Когда Пикассо писал «Свидание», он собирался рассказать нечто скабрезное, а получился рассказ о любви и свободе – и о вере.
Так произошло по законам искусства: гений не может быть грязным. Впрочем, гений был одновременно живым человеком – а живому человеку припомнили, что в жизни он не сумел защитить всех. А уж общественными правилами он точно пренебрегал. Стали говорить о последних картинах Пикассо – на них объятия уже выглядят предельно эротично: написанные восьмидесятилетним стариком сцены любви стали трактовать как выражение старческой похоти, как проделки сатира. Но и эти скабрезные картины были «любовью вопреки» – вопреки возрасту, наступающей дряхлости, бессилию, смерти. Это тоже было сопротивление небытию – и когда старик, коему положено быть немощным, сжимает в объятиях женщину – из последних сил, вопреки здоровью и законам природы, – это тоже битва за свободу. Но Пикассо именно этой всепоглощающей, вечно горящей свободы и не прощали; ни в чем, никогда и никому из тех, кто говорил о любви – прощения не было.
Как было в реальности, мы знаем по сплетням – на холстах суетное обретало иную реальность, кто знает, какая реальность подлинная? – но ни Маяковскому, ни Хемингуэю, ни Чаплину не простили их любвеобильности; не простили и Пикассо.

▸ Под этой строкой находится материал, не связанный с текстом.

PR #2030, opened 2022-05-26
fix(atomic): better logic for display of input on facet-range 

olamothe:
https://coveord.atlassian.net/browse/KIT-1458

### DIFF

Теперь уже не узнать, какими словами Маяковский описал Дон Жуана (Лиля Брик рассказывала, что Маяковский уничтожил поэму «Дон Жуан», когда поэма не понравилась Лиле), но нет сомнений, что поэт трактовал Дон Жуана как любовника, отдающего себя всякой избраннице сполна, всякий раз переживающего искренне, проживающего много жизней. Собственно, миф о вечной девственности Афродиты, всякое утро выходящей из морской пены очищенной, – это рассказ ровно о том же. В случае Пикассо перемена спутницы воплощалась буквально в новом цикле творчества: «розовый» и «кубистический» периоды посвящены Фернанде Оливье, а «энгровский» – Ольге Хохловой; личная жизнь художника была запутанной, что неудивительно для парижской богемы – но невозможно спутать холсты из серии, рожденной отношениями с Марией-Терезой Вальтер, и холсты, посвященные Доре Маар, это две разные истории, прожитые полно, и каждая из них – отдельная жизнь. Невозможно представить, как искренности Чаплина или Ремарка хватало на многие любовные романы – но и допустить, что они фальшивили, тоже невозможно: книги и фильмы тому подтверждение. Если понимать любовь как отношения конкретных людей, связанных контрактом, это непредставимо; но если понимать любовь как пример единения людей, как сбережение себе подобного, то возможно только так. Любовь – связующее вещество бытия, та субстанция, которая согласно Данте движет вселенную, она принадлежит сразу всем и не принадлежит никому – сила Маяковского и Пикассо в том, что они конкретную любовную историю воспринимали как фрагмент общей судьбы всех людей. Пикассо был (в представлении читателей гламурных биографий) Дон Жуаном, менявшим женщин; но он же был (и таким остался на холстах) рыцарем, защищающим Прекрасную даму. Вообще говоря, это сугубо философский вопрос – соответствие Венеры Небесной и Венеры Земной; искусство Ренессанса данное противоречие принимало – но прямолинейный XX век хотел простоты.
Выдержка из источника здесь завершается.